He considers the idea of the big bang and an expanding universe to be the most important scientific discovery of the 20th century. Before this, scientists from Aristotle to Einstein considered the cosmos to be static and changeless, disconnected from the bustle of life on Earth. Questions about how stellar objects formed were considered meaningless or beyond the scope of science. But now we know the universe has a history, and Reeves considers himself to be a sort of cosmic historian. “I am fundamentally a nuclear physicist,” he says, “but the 100 or so chemical elements were formed as a result of nuclear reactions in stars. So my work is about trying to unravel how things went — the history of our origins.” He likes to point out that Earth and everything on it, including us, began as stardust.

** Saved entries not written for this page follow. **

PR #383, opened 2023-09-26
fix: scroll to bottom not loading cell

cbt1:
Fixes an issue where the last cell in the first column would not always be visible when scrolling to the bottom after expanding a cell.

Also fixes an issue where "grid border" was not included in some places, causing the `scrollTo` call for the react-window components to never reach the end of their scroll (bottom or right). It's was just 1 px of so there was likely no visible effect.

Before (notice how 2007 is not visible aftar expand "Mar"):

https://github.com/qlik-oss/sn-pivot-table/assets/16608020/8cd188ac-d493-451d-94cd-cc40ff84b184

After:

https://github.com/qlik-oss/sn-pivot-table/assets/16608020/a94083b4-4260-4e53-87c5-f0c565b24d0e


src/pivot-table/components/helpers/get-item-size-handler.ts
```diff
@@ -16,7 +16,7 @@ export const getRowHeightHandler =
     const cell = isLastColumn ? list[rowIndex] : Object.values(list)[rowIndex];
 
     if (rowIndex === 0 && cell?.pageY > 0) {
-      return (cell.leafCount + cell.pageY) * cellHeight;
+      return (cell.leafCount + cell.pageY + cell.distanceToNextCell) * cellHeight;
```
cbt1, line 19: This is the actual fix

test/rendering/render.mjs-snapshots/scenario-1-chromium-linux.png
cbt1, line 1: Snapshots updated because a 1 px bug was fixed. See below "red dot".

Skärmavbild 2023-09-27 kl  07 19 24

a-m-dev (approved):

Besides the famous paper with Geiss about the density of matter, Reeves has helped explain exactly how certain elements can originate from nuclear reactions in space. In particular he has elucidated the origins of the very light elements lithium, beryllium and boron. The formation of such light elements cannot be explained by fusion — the melding of two hydrogen atoms to form helium, for instance. Stars are constantly fusing hydrogen and helium into heavier and heavier elements, and generally this is how nearly everything originated. Lithium, beryllium and boron, however, cannot be made this way. What’s more, these three elements are fragile and easily split into other elements. Therefore, they must constantly be under production to account for their currently observed abundance in the universe. Where, then, do they come from and how are they made? The answer is a process called spallation.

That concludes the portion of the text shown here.